Increase Dimensionality of a xarray from coordinates

624 views Asked by At

Say I have the following 2d-array

>>> import numpy as np
>>> budgets = np.array([
       [np.nan, 450.],
       [500.  , 100.],
       [np.nan, 900.],
    ])

whose values are positioned like so

>>> coords = [
        ('name' , ['Jack_teen' , 'John_adult', 'John_teen']), # over rows
        ('hobby', ['books', 'bicyle']),                       # over columns
    ]

Using xarray I can create a 2d labeled array, doing

>>> import xarray as xr
>>> x = xr.DataArray(budgets, coords=coords)

Thus when John was a teenager, he did not like books, which is visible if one gets its budget at that time

>>> x.sel(name='John_teen', hobby='books')
<xarray.DataArray ()>
array(nan)
Coordinates:
    name     |S10 'John_teen'
    hobby    |S6 'books'

What has changed with age

>>> x.sel(name='John_adult', hobby='books')
<xarray.DataArray ()>
array(500.0)
Coordinates:
    name     |S10 'John_adult'
    hobby    |S6 'books'


My question:

How would you do to turn this 2dl-array into a 3dl-array which considers a new dimension called age (whose coordinates would thus be ['adult','teen']) while simplifying the coordinates of the dimension name?

Note that name's coordinates are always structured with a separating underscore, I mean as NAME_AGE. Of course the object with which you start to do this is x.

Are there xarray-builtin manners to do this ? Or at least what is the fastest/cheapest approach ?

2

There are 2 answers

1
Michael Delgado On BEST ANSWER

Since we eventually want a dimension 'name', I'll rename the current 'name' to 'name_age':

In [5]: x = x.rename({'name': 'name_age'})

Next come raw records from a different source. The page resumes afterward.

PR #803, opened 2024-10-03
fix: user search for instrument scientist and internal reviewer

gnyiri:
## Description

Add missing user role filters when searching for internal reviewers / instrument scientists. 

## Motivation and Context

It is possible to add internal reviewer / instrument scientist for a proposal / instrument without having the proper role. 

## How Has This Been Tested

Manual test & e2e

## Fixes

Add missing roles for the user lookup.

## Changes

Code changes in frontend.

## Depends on

N/A

- [ x] All relevant doc has been updated

### DIFF
--- a/apps/frontend/src/components/instrument/CreateUpdateInstrument.tsx
+++ b/apps/frontend/src/components/instrument/CreateUpdateInstrument.tsx
@@ -75,7 +75,12 @@ const CreateUpdateInstrument = ({
         .getUsers({ filter: value, userRole: UserRole.INSTRUMENT_SCIENTIST })
         .then((data) => {
           if (data.users?.totalCount == 0) {
-            setFieldError('surname', 'No users found with that surname');
+            setFieldError(
+              'surname',
+              'No ' +
+                i18n.format(t('instrumentSci'), 'plural') +
+                ' found with that surname'
+            );
           } else {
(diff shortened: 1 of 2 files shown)


TCMeldrum (approved):

apps/frontend/src/components/instrument/CreateUpdateInstrument.tsx
```diff
@@ -72,7 +72,7 @@ const CreateUpdateInstrument = ({
 
     try {
       await api()
-        .getUsers({ filter: value })
+        .getUsers({ filter: value, userRole: UserRole.INSTRUMENT_SCIENTIST })
         .then((data) => {
           if (data.users?.totalCount == 0) {
             setFieldError('surname', 'No users found with that surname');
```
ACLay, line 78: Could this error message be updated to reflect the filter change? There's a similar error message in the other updated file that I think should be updated too.
```suggestion
            setFieldError('surname', 'No instrument scientists found with that surname');
```

ACLay: Actually, I think this might need to use the `instrumentSci` field from the translation file to be accurate at each facility.

ACLay (approved):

We can construct a MultiIndex directly from the coordinate values and assign this as a stacked DataArray coordinate:

In [6]: x.coords['name_age'] = pd.MultiIndex.from_tuples(
   ...:     [tuple(s.split('_')) for s in x.coords['name_age'].values],
   ...:     names=['name', 'age'])

In [7]: x
Out[7]:
<xarray.DataArray (name_age: 3, hobby: 2)>
array([[  nan,  450.],
       [ 500.,  100.],
       [  nan,  900.]])
Coordinates:
  * name_age  (name_age) MultiIndex
  - name      (name_age) object 'Jack' 'John' 'John'
  - age       (name_age) object 'teen' 'adult' 'teen'
  * hobby     (hobby) |S6 'books' 'bicyle'

If you then unstack 'name_age', you'll get the 3-D DataArray you want:

In [8]: x.unstack('name_age')
Out[8]:
<xarray.DataArray (hobby: 2, name: 2, age: 2)>
array([[[  nan,   nan],
        [ 500.,   nan]],

       [[  nan,  450.],
        [ 100.,  900.]]])
Coordinates:
  * hobby    (hobby) |S6 'books' 'bicyle'
  * name     (name) object 'Jack' 'John'
  * age      (age) object 'adult' 'teen'
0
keepAlive On

Actually, this dirty approach is what I am going to do, but this just cannot be the best solution.

First, let turn this 2dl-array into a dict formed over tuple keys.

dict_ = {}
for hobby in x['hobby'].data:
    for name_age in x['name'].data:
        name,age = name_age.split('_')
        dict_[(hobby, name, age,)] = x.sel(name=name_age, hobby=hobby).data

The space in which these values are located is formed over the following list of dimensions: ['hobby', 'name', 'age']. Let assign it

>>> space = ['hobby', 'name', 'age']

Then, one can use the method from_tuples of pandas's MultiIndex object to build the boolean-locating structure of our data

>>> import pandas as pd 
>>> index = pd.MultiIndex.from_tuples(dict_.keys(), names=space)    

And finally,

>>> hyper_x = pd.Series(dict_, index=index).to_xarray()

Thus

>>> hyper_x.sel(name='John', age='teen', hobby='books')
<xarray.DataArray ()>
array(nan)
Coordinates:
    hobby    |S5 'books'
    name     |S4 'John'
    age      |S4 'teen'
>>> hyper_x.sel(name='John', age='adult', hobby='books')
<xarray.DataArray ()>
array(500.0)
Coordinates:
    hobby    |S5 'books'
    name     |S4 'John'
    age      |S5 'adult'


The advantage of this approach is that it can be easily generalized to any number of dimensions, be it of x or hyper_x. And it can be used to decrease the dimensionality as well.